If a line in the data has the string "both", please show it.

::::::::

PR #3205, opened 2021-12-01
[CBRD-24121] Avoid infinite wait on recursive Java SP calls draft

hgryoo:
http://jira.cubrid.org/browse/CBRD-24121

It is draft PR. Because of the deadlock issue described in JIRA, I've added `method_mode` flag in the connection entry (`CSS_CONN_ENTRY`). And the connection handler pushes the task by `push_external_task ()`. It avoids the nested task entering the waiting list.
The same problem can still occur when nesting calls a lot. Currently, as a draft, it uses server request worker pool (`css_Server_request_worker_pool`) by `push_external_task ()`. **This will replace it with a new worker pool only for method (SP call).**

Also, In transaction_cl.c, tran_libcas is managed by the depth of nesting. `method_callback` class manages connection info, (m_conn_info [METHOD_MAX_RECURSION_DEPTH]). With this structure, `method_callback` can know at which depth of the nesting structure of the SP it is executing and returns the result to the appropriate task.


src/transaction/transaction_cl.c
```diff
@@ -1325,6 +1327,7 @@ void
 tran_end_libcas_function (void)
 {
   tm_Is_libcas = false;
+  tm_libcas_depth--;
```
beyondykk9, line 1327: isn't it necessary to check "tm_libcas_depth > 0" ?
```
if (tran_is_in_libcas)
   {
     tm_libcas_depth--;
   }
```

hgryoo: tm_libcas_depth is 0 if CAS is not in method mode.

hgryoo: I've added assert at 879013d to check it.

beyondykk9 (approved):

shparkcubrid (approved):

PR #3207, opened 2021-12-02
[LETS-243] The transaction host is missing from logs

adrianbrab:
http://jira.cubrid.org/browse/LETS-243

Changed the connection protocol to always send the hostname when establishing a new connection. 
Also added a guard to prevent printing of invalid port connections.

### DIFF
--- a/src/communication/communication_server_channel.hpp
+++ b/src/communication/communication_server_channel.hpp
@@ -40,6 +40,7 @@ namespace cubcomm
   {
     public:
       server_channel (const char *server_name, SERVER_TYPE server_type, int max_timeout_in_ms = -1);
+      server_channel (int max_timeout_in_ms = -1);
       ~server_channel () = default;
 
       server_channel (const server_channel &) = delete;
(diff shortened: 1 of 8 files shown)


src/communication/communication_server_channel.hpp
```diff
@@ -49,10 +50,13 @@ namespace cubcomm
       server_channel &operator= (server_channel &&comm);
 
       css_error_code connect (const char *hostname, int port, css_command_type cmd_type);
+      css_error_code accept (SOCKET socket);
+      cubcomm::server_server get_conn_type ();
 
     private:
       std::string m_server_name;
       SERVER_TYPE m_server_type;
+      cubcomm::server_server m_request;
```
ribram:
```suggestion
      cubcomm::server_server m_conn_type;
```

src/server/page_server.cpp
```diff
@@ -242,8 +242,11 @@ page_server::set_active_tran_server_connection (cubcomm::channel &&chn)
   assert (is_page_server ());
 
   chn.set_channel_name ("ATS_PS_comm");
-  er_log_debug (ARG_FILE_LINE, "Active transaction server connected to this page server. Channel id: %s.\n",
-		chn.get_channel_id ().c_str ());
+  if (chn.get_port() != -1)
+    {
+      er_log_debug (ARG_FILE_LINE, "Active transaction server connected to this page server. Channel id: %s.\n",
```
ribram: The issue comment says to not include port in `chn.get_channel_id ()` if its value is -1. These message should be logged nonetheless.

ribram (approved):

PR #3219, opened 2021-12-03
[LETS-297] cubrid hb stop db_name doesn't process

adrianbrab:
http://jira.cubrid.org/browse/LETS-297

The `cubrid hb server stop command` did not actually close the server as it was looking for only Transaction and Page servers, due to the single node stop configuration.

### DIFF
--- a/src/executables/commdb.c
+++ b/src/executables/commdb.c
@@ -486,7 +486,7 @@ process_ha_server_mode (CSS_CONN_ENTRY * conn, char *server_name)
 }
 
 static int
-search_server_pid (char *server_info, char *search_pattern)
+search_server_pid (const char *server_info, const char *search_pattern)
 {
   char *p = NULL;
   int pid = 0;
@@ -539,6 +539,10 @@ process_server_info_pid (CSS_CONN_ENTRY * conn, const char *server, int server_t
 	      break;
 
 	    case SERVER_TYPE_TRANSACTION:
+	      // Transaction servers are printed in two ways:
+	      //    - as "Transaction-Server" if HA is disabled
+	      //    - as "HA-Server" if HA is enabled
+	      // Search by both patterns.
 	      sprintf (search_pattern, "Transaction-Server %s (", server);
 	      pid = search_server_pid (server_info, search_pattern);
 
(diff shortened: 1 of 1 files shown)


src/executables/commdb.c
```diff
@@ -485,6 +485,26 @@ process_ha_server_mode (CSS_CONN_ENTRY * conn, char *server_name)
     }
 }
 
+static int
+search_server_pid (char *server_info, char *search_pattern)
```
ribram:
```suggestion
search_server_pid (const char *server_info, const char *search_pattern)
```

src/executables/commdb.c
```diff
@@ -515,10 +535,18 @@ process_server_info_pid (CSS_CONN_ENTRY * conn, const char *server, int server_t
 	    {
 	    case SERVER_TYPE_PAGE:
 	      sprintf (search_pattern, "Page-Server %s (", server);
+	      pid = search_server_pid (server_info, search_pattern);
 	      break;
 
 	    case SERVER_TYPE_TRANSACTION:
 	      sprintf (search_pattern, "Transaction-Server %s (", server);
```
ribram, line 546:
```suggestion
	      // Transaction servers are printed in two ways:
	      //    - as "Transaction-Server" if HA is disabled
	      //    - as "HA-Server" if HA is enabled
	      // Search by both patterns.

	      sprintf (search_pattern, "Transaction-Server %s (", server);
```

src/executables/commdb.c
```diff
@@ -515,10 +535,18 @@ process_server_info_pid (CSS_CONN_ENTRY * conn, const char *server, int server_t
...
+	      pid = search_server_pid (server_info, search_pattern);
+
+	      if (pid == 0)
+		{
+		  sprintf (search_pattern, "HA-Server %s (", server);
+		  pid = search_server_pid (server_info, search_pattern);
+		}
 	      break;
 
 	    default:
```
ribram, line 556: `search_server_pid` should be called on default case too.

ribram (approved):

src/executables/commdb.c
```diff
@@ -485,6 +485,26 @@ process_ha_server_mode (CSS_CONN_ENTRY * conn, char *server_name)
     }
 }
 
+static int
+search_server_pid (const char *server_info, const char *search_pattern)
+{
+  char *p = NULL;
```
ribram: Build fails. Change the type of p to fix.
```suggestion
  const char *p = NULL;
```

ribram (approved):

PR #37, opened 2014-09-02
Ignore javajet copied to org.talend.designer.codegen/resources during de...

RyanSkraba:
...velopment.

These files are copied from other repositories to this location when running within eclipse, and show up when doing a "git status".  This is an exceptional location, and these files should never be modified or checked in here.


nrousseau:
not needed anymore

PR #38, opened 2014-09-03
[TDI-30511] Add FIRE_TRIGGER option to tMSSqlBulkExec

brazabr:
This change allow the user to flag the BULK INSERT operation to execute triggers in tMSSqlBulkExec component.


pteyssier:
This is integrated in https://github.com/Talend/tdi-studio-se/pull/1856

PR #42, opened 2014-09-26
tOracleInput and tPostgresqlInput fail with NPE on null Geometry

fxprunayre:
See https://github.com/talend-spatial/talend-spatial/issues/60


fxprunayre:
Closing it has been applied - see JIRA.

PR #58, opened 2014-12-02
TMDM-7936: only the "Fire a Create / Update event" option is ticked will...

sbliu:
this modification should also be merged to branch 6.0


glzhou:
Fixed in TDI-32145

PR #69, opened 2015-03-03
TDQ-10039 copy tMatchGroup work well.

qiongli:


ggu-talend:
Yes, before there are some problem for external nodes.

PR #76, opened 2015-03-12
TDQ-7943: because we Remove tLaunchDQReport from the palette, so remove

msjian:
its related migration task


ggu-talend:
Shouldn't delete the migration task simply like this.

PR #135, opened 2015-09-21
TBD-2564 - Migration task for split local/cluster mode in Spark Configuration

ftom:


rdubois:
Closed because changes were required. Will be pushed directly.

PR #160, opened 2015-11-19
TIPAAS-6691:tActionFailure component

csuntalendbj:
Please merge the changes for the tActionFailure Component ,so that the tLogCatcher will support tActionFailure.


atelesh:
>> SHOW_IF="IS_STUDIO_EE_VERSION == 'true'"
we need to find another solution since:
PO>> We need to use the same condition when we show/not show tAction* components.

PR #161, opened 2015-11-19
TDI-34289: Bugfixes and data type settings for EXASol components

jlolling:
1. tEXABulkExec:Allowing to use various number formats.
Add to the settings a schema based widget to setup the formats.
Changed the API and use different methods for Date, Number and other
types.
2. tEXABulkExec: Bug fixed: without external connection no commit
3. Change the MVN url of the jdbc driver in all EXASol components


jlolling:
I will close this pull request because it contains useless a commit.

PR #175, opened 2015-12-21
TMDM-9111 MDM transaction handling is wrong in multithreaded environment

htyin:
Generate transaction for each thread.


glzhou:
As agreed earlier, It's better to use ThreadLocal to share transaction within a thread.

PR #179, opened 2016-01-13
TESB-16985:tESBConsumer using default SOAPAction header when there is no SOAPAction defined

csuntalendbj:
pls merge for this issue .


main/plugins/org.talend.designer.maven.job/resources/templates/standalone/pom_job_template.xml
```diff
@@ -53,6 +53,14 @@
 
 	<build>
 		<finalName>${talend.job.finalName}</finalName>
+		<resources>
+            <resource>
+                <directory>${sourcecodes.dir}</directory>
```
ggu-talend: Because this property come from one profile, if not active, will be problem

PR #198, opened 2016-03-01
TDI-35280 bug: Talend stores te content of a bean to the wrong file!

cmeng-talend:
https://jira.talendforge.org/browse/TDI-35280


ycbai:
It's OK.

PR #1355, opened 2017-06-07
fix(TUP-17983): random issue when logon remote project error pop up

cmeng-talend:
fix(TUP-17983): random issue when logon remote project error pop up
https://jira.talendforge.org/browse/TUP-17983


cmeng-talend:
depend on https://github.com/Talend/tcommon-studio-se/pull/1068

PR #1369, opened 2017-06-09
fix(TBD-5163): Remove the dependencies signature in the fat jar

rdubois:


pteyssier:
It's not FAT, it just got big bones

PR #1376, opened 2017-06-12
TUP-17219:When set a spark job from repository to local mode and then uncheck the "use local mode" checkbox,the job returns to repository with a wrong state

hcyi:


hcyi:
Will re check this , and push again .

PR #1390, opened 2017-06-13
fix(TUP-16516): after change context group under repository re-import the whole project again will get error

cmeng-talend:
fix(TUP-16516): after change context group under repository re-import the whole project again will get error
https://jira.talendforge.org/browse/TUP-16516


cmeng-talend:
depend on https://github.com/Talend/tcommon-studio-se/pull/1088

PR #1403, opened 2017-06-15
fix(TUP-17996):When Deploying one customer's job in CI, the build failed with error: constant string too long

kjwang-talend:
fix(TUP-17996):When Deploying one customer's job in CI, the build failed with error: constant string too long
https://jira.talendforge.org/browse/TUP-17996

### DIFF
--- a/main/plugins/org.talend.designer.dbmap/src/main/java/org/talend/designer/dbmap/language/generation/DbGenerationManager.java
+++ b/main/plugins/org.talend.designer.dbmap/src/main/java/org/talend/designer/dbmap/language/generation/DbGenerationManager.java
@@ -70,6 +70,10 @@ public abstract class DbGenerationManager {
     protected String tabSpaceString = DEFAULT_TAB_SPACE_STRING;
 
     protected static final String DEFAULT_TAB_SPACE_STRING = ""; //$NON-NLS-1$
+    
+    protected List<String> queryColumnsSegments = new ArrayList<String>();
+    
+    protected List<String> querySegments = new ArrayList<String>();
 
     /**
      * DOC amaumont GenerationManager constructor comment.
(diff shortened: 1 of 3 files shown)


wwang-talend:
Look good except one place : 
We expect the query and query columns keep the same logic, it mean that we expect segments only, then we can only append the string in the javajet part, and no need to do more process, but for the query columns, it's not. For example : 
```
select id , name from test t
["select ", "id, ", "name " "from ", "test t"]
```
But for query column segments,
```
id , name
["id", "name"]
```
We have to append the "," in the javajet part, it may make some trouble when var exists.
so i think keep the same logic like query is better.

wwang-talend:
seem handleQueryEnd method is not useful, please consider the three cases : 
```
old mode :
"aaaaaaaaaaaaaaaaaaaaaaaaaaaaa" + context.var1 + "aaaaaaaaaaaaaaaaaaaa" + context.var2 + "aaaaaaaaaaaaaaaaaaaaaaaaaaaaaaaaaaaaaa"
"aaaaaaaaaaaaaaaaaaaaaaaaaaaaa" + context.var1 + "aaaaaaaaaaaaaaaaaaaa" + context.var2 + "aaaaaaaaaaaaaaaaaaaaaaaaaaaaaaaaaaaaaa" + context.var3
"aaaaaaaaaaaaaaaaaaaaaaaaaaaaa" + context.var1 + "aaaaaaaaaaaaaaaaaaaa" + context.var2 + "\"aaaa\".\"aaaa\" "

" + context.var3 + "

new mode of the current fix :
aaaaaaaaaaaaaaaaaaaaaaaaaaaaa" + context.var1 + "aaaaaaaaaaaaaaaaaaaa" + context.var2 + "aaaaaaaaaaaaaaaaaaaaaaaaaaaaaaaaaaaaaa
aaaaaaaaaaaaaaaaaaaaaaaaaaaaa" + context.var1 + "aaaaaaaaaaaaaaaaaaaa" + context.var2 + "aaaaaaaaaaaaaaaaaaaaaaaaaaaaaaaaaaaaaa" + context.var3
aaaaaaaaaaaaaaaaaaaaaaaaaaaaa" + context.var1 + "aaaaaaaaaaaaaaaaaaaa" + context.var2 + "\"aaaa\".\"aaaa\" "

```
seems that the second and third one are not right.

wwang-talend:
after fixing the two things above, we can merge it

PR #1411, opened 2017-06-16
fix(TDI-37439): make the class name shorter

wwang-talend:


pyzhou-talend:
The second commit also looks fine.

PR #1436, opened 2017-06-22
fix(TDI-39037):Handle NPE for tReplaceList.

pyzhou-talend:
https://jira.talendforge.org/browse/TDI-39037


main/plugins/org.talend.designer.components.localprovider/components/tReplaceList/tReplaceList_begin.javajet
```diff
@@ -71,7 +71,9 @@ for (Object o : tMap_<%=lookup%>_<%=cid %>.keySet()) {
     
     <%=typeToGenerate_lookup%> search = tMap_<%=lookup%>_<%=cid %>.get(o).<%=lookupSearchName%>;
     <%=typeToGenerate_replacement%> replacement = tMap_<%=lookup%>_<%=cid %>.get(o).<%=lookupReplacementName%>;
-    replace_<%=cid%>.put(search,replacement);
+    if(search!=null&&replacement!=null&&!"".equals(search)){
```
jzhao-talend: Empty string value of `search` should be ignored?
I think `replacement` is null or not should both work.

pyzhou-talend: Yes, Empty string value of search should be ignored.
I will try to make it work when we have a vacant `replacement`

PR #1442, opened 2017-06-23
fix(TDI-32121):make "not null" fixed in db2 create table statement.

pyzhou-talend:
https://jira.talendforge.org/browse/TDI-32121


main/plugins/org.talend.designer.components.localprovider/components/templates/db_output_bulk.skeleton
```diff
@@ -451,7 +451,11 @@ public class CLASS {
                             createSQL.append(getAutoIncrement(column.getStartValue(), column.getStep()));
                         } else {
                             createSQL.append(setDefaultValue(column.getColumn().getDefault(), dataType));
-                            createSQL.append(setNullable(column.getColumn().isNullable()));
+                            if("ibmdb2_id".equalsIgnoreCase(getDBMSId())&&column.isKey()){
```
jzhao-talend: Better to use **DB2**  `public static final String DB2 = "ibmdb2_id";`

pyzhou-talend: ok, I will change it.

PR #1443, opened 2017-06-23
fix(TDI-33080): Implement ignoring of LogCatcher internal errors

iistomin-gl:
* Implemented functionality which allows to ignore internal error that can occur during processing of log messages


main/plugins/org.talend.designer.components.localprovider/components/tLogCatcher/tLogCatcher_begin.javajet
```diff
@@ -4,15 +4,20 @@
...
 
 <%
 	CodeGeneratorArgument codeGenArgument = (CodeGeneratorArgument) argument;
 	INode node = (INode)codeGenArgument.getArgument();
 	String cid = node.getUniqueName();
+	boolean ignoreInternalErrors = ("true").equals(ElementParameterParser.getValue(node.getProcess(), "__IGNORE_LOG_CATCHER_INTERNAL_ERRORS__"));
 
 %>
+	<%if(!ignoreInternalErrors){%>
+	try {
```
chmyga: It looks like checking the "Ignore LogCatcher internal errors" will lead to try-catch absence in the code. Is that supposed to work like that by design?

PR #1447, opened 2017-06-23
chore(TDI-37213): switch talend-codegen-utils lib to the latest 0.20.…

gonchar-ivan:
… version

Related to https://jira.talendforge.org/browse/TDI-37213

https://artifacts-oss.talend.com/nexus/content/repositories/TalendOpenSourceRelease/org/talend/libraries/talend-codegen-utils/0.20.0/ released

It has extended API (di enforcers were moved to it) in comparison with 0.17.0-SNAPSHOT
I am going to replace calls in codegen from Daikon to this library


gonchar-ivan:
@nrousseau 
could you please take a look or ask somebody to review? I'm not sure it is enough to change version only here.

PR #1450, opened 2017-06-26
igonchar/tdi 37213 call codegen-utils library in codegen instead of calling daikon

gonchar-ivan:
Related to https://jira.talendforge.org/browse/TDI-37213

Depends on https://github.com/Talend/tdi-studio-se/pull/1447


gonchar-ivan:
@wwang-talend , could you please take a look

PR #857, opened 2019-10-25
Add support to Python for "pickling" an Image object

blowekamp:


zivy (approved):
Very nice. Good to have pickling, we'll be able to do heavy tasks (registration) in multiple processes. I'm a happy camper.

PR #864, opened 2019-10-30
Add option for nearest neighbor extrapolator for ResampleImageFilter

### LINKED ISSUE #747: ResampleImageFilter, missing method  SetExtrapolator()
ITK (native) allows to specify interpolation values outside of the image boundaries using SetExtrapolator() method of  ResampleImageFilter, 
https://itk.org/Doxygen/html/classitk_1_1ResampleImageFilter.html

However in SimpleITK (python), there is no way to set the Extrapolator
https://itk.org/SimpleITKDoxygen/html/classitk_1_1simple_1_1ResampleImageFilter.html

::::::::

### RESULT OF THIS TASK
+	      // Search by both patterns.
	      // Search by both patterns.
I think `replacement` is null or not should both work.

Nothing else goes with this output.